-- DATA follows --

PR #1380, opened 2025-02-25
Additional field to the File structure

rntk:
add Headers field to support headers of an email file attachment.

Example: 
```
"headers": {
    "date": "Thu, 23 Jan 2025 18:09:25 +0100",
    "in_reply_to": null,
    "reply_to": null,
    "message_id": "<email_provider_message_id>"
},
```

related to https://github.com/slack-go/slack/pull/1370

### DIFF
--- a/files.go
+++ b/files.go
@@ -90,10 +90,11 @@ type File struct {
 	IsStarred       bool     `json:"is_starred"`
 	Shares          Share    `json:"shares"`
 
-	Subject string              `json:"subject"`
-	To      []EmailFileUserInfo `json:"to"`
-	From    []EmailFileUserInfo `json:"from"`
-	Cc      []EmailFileUserInfo `json:"cc"`
+	Subject string                 `json:"subject"`
+	To      []EmailFileUserInfo    `json:"to"`
+	From    []EmailFileUserInfo    `json:"from"`
+	Cc      []EmailFileUserInfo    `json:"cc"`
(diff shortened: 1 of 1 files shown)


files.go
```diff
@@ -90,10 +90,11 @@ type File struct {
...
 
-	Subject string              `json:"subject"`
-	To      []EmailFileUserInfo `json:"to"`
-	From    []EmailFileUserInfo `json:"from"`
-	Cc      []EmailFileUserInfo `json:"cc"`
+	Subject string                 `json:"subject"`
+	To      []EmailFileUserInfo    `json:"to"`
+	From    []EmailFileUserInfo    `json:"from"`
+	Cc      []EmailFileUserInfo    `json:"cc"`
+	Headers map[string]interface{} `json:"headers"`
```
nlopes: I think it's probably worth doing a Headers type instead which contains:

- `date`
- `in_reply_to`
- `message_id`
- `reply_to`


I know a map[string]interface{} will just catch everything but I'd rather not.

nlopes (changes requested):

files.go
rntk: Fixed. I have verified the type in the Java SDK at https://github.com/slackapi/java-slack-sdk/blob/main/slack-api-model/src/main/java/com/slack/api/model/File.java#L303. It appears that a struct with only four fields may suffice

nlopes (approved):

PR #1385, opened 2025-03-15
Add rich_text_value into BlockAction

borisputerka:
Hello, when submitting modal, we would like to parse contents of `RichTextInput` block from `viewState`. Not really sure whether there is a way now to do it, but it appears to me that it is missing.


nlopes (approved):

nlopes:
Thank you @borisputerka 🙏

vuongvm812:
Could you tell me when this will be released? My project is depending on this feature.

PR #489, opened 2025-04-04
Add restore credential snippets

neelanshsahai:


cy245 (approved):

identity/credentialmanager/src/main/java/com/example/identity/credentialmanager/RestoreCredentialsFunctions.kt
```diff
@@ -0,0 +1,54 @@
+package com.example.identity.credentialmanager
```
cy245, line 17: Please add license or run spotless to add it here

neelanshsahai: I dont think spotless is configured for this project. Should I add spotless configuration in this PR as well?

PR #494, opened 2025-04-09
Add smart lock migration snippets

neelanshsahai:


identity/credentialmanager/src/main/java/com/example/identity/credentialmanager/SmartLockToCredMan.kt
```diff
@@ -0,0 +1,145 @@
...
+
+// [START android_identity_get_cred_request]
+val getCredRequest = GetCredentialRequest(
+    listOf(getPasswordOption)
+)
+// [END android_identity_get_cred_request]
+
+const val TAG: String = "tag"
+
+class LaunchSignInFlow(
```
cy245: Can we keep the class naming the same as the file? Also move the global variables into the class?

cy245 (approved):

identity/credentialmanager/src/main/java/com/example/identity/credentialmanager/SmartLockToCredMan.kt
cy245: Please resolve when addressed

PR #495, opened 2025-04-11
Add snippets for migration from Fido2 to Credman

neelanshsahai:


build.gradle.kts
```diff
@@ -4,7 +4,9 @@ plugins {
     alias(libs.plugins.version.catalog.update)
     alias(libs.plugins.android.application) apply false
     alias(libs.plugins.android.library) apply false
+    // [START android_identity_fido2_migration_dependency]
```
cy245: @sanbeiji the original code snippet includes the `plugins` outer layer to make it clearer where this should go - should we still include it? If so we'd need to duplicate it separately.

cy245: @neelanshsahai this also should go in the identity/credentialmanager directory.

identity/credentialmanager/build.gradle.kts
```diff
@@ -60,6 +60,8 @@ dependencies {
     implementation(libs.androidx.credentials.play.services.auth)
```
cy245, line 62: @neelanshsahai part of this section also needs to be referenced. Please mention this in the description; also pending @sanbeiji's guidance on if we should partially duplicate these sections.

identity/credentialmanager/src/main/java/com/example/identity/credentialmanager/Fido2ToCredmanMigration.kt
```diff
@@ -0,0 +1,239 @@
...
+    private val PUBLIC_KEY = ""
+
+    // [START android_identity_fido2_credman_init]
+    val credMan = CredentialManager.create(context)
+    // [END android_identity_fido2_credman_init]
+
+    // [START android_identity_fido2_migration_post_request_body]
+    suspend fun registerRequest() {
+        // ...
+        Builder()
```
cy245: @neelanshsahai Please add a comment that this is the okhttp3.Request.Builder since it's not clear from the snippet

identity/credentialmanager/src/main/java/com/example/identity/credentialmanager/Fido2ToCredmanMigration.kt
```diff
@@ -0,0 +1,239 @@
...
+            .url("$BASE_URL/<your api url>")
```
cy245: Is this mandatory?

build.gradle.kts
neelanshsahai: In documentation it was supposed to be a part of project level gradle file. Should I still move it to module level? If it only fetches the code snippet I think we can do it.

identity/credentialmanager/src/main/java/com/example/identity/credentialmanager/Fido2ToCredmanMigration.kt
neelanshsahai: the original snippet was this
```
suspend fun registerRequest(sessionId: String ... {
    // ...
    .method("POST", jsonRequestBody {
        name("attestation").value("none")
        name("authenticatorSelection").objectValue {
            name("residentKey").value("required")
        }
    }).build()
    // ...
}
```

Which was causing compile error. So added a builder class. I can make it similar to the other calls though

build.gradle.kts
cy245: Yes let's keep it at the module level - please leave a comment about the change.

identity/credentialmanager/src/main/java/com/example/identity/credentialmanager/Fido2ToCredmanMigration.kt
cy245: The Builder class is fine, but the url field isn't set in the original snippet

identity/credentialmanager/build.gradle.kts
neelanshsahai: Already added a comment
https://docs.google.com/spreadsheets/d/1G14c4PHQk082Bhb8INbsotFFQ5B2_ZDuNllc21lY4kM/edit?resourcekey=0-xwQDI-4byMjNVFOhnbATnQ&disco=AAABhrM_54g

We already have duplicate dependencies here

identity/credentialmanager/src/main/java/com/example/identity/credentialmanager/Fido2ToCredmanMigration.kt
neelanshsahai: Added a client.newCall like all other calls.

cy245 (approved):

PR #501, opened 2025-04-18
Add snippets for Credential Provider

neelanshsahai:


identity/credentialmanager/src/main/java/com/example/identity/credentialmanager/CredentialProviderDummyActivity.kt
```diff
@@ -0,0 +1,491 @@
...
+    private fun handleUserSelectionForPasswordAuthentication(
+        mDatabase: MyDatabase,
+        callingAppInfo: CallingAppInfo,
+    ) {
+        // [START android_identity_credential_provider_user_selection_password]
+        val getRequest = PendingIntentHandler.retrieveProviderGetCredentialRequest(intent)
+
+        val passwordOption = getRequest?.credentialOptions?.first() as GetPasswordOption
+
+        val username = passwordOption.allowedUserIds.first()
```
neelanshsahai, line 376: Not really sure on this one. Might need a confirmation if this line is technically correct or not.
The original DAC page had this in the code snippet
```
val passwordOption = getRequest.credentialOption as GetPasswordCredentialOption

val username = passwordOption.username
```

cy245: I think this should be fine

cy245 (approved):

sanbeiji (approved):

-- DATA concluded --

**WORK TO COMPLETE**
Show all lines in the entries above where the word "make" appears.

**OUTPUT FOR THIS TASK**
cy245: @sanbeiji the original code snippet includes the `plugins` outer layer to make it clearer where this should go - should we still include it? If so we'd need to duplicate it separately.
Which was causing compile error. So added a builder class. I can make it similar to the other calls though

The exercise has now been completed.